• Directions for this task: Copy all entries exactly.

(Saved data entries)
PR #12730, opened 2020-03-24
[AppService] fix #11412: az webapp create is removing existing application settings

### LINKED ISSUE #11412: az webapp create is removing existing application settings
## Describe the bug
When `az webapp create` is called every time a new pipeline is running, all existing appsettings is removed and it's force the site to break down if ex. WEBSITE_RUN_FROM_PACKAGE=1

**Command Name**
`az webapp create`

**Errors:**
See above description.

## To Reproduce:

- `az webapp create --name {} --plan {}`

Trough the portal or anywhere you can add an application setting do that. Then run the same command again.

- `az webapp create --name {} --plan {}`

Now the application setting you created before is deleted.

We are using Azure CLI in our CI/CD pipeline so we are running the same command over and over again. Previous we used Azure ARM, which has not the same issue.

## Expected Behavior
Keep existing application settings.

## Environment Summary
```
Windows-10-10.0.18362-SP0
Python 3.6.6
Shell: powershell.exe

azure-cli 2.0.76 *

Extensions:
azure-devops 0.8.0
dev-spaces-preview 0.1.6
interactive 0.4.3

```
## Additional Context

It looks like `az webapp deployment slot create` is not removing existing application settings when called, so it would be cool if `az webapp create` can act the same way.

Kotasudhakarreddy:
**History Notes:**  

---

### DIFF
--- a/src/azure-cli/azure/cli/command_modules/appservice/custom.py
+++ b/src/azure-cli/azure/cli/command_modules/appservice/custom.py
@@ -140,17 +140,6 @@ def create_webapp(cmd, resource_group_name, name, plan, runtime=None, startup_fi
     else:  # windows webapp without runtime specified
         site_config.app_settings.append(NameValuePair(name="WEBSITE_NODE_DEFAULT_VERSION",
                                                       value=node_default_version))
-
-    # This is to keep the existing appsettings for a newly created webapp on existing webapp name.
-    name_validation = client.check_name_availability(name, 'Site')
-    if not name_validation.name_available:
-        existing_app_settings = _generic_site_operation(cmd.cli_ctx, resource_group_name,
-                                                        name, 'list_application_settings')
-        site_config.app_settings = []
-        site_config.app_settings += [NameValuePair(name=k, value=v)
-                                     for k, v
-                                     in existing_app_settings.properties.items()]
-
     if site_config.app_settings:
         for setting in site_config.app_settings:
             logger.info('Will set appsetting %s', setting)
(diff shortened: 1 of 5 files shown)


Kotasudhakarreddy:
@panchagnula - FYA
@ThejaChoudary - FYI

Kotasudhakarreddy:
@panchagnula - need your help here. Build is failing and I am not sure the exact issue. Could you please suggest me here.

src/azure-cli/azure/cli/command_modules/appservice/custom.py
```diff
@@ -141,6 +141,16 @@ def create_webapp(cmd, resource_group_name, name, plan, runtime=None, startup_fi
         site_config.app_settings.append(NameValuePair(name="WEBSITE_NODE_DEFAULT_VERSION",
                                                       value=node_default_version))
 
+    # This is to keep the existing appsettings for a newly created webapp on existing webapp name.
+    name_validation = client.check_name_availability(name, 'Site')
```
yungezz: why not directly call get? If get return with none, means no existing site, else appending to existing app settings. this saves a rest call.

src/azure-cli/azure/cli/command_modules/appservice/custom.py
```diff
@@ -141,6 +141,16 @@ def create_webapp(cmd, resource_group_name, name, plan, runtime=None, startup_fi
...
+    if not name_validation.name_available:
+        existing_app_settings = _generic_site_operation(cmd.cli_ctx, resource_group_name,
+                                                        name, 'list_application_settings')
+        site_config.app_settings = []
+        site_config.app_settings += [NameValuePair(name=k, value=v)
```
yungezz: need to check updating existing app_settings: some config in app_settings already, and user want to update it.

src/azure-cli/azure/cli/command_modules/appservice/custom.py
Kotasudhakarreddy: @yungezz - agreed  that making a `get` call will work but this is an expensive call where it returns an entire webapp object and we need to hold it through out. But in my scenario I will make second call only when the app already exists, and the second call is only to fetch the appsettings. And it will not occupy more memory even though we hold it. Both the rest calls are light weight here.

src/azure-cli/azure/cli/command_modules/appservice/custom.py
Kotasudhakarreddy: thanks will work and send the updated code

Kotasudhakarreddy:
This is has some unwanted changes and unable to revert them. closing and will create a new request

• Result of this task:
PR #12730, opened 2020-03-24
[AppService] fix #11412: az webapp create is removing existing application settings

### LINKED ISSUE #11412: az webapp create is removing existing application settings
## Describe the bug
When `az webapp create` is called every time a new pipeline is running, all existing appsettings is removed and it's force the site to break down if ex. WEBSITE_RUN_FROM_PACKAGE=1

**Command Name**
`az webapp create`

**Errors:**
See above description.

## To Reproduce:

- `az webapp create --name {} --plan {}`

Trough the portal or anywhere you can add an application setting do that. Then run the same command again.

- `az webapp create --name {} --plan {}`

Now the application setting you created before is deleted.

We are using Azure CLI in our CI/CD pipeline so we are running the same command over and over again. Previous we used Azure ARM, which has not the same issue.

## Expected Behavior
Keep existing application settings.

## Environment Summary
```
Windows-10-10.0.18362-SP0
Python 3.6.6
Shell: powershell.exe

azure-cli 2.0.76 *

Extensions:
azure-devops 0.8.0
dev-spaces-preview 0.1.6
interactive 0.4.3

```
## Additional Context

It looks like `az webapp deployment slot create` is not removing existing application settings when called, so it would be cool if `az webapp create` can act the same way.

Kotasudhakarreddy:
**History Notes:**  

---

### DIFF
--- a/src/azure-cli/azure/cli/command_modules/appservice/custom.py
+++ b/src/azure-cli/azure/cli/command_modules/appservice/custom.py
@@ -140,17 +140,6 @@ def create_webapp(cmd, resource_group_name, name, plan, runtime=None, startup_fi
     else:  # windows webapp without runtime specified
         site_config.app_settings.append(NameValuePair(name="WEBSITE_NODE_DEFAULT_VERSION",
                                                       value=node_default_version))
-
-    # This is to keep the existing appsettings for a newly created webapp on existing webapp name.
-    name_validation = client.check_name_availability(name, 'Site')
-    if not name_validation.name_available:
-        existing_app_settings = _generic_site_operation(cmd.cli_ctx, resource_group_name,
-                                                        name, 'list_application_settings')
-        site_config.app_settings = []
-        site_config.app_settings += [NameValuePair(name=k, value=v)
-                                     for k, v
-                                     in existing_app_settings.properties.items()]
-
     if site_config.app_settings:
         for setting in site_config.app_settings:
             logger.info('Will set appsetting %s', setting)
(diff shortened: 1 of 5 files shown)


Kotasudhakarreddy:
@panchagnula - FYA
@ThejaChoudary - FYI

Kotasudhakarreddy:
@panchagnula - need your help here. Build is failing and I am not sure the exact issue. Could you please suggest me here.

src/azure-cli/azure/cli/command_modules/appservice/custom.py
```diff
@@ -141,6 +141,16 @@ def create_webapp(cmd, resource_group_name, name, plan, runtime=None, startup_fi
         site_config.app_settings.append(NameValuePair(name="WEBSITE_NODE_DEFAULT_VERSION",
                                                       value=node_default_version))
 
+    # This is to keep the existing appsettings for a newly created webapp on existing webapp name.
+    name_validation = client.check_name_availability(name, 'Site')
```
yungezz: why not directly call get? If get return with none, means no existing site, else appending to existing app settings. this saves a rest call.

src/azure-cli/azure/cli/command_modules/appservice/custom.py
```diff
@@ -141,6 +141,16 @@ def create_webapp(cmd, resource_group_name, name, plan, runtime=None, startup_fi
...
+    if not name_validation.name_available:
+        existing_app_settings = _generic_site_operation(cmd.cli_ctx, resource_group_name,
+                                                        name, 'list_application_settings')
+        site_config.app_settings = []
+        site_config.app_settings += [NameValuePair(name=k, value=v)
```
yungezz: need to check updating existing app_settings: some config in app_settings already, and user want to update it.

src/azure-cli/azure/cli/command_modules/appservice/custom.py
Kotasudhakarreddy: @yungezz - agreed  that making a `get` call will work but this is an expensive call where it returns an entire webapp object and we need to hold it through out. But in my scenario I will make second call only when the app already exists, and the second call is only to fetch the appsettings. And it will not occupy more memory even though we hold it. Both the rest calls are light weight here.

src/azure-cli/azure/cli/command_modules/appservice/custom.py
Kotasudhakarreddy: thanks will work and send the updated code

Kotasudhakarreddy:
This is has some unwanted changes and unable to revert them. closing and will create a new request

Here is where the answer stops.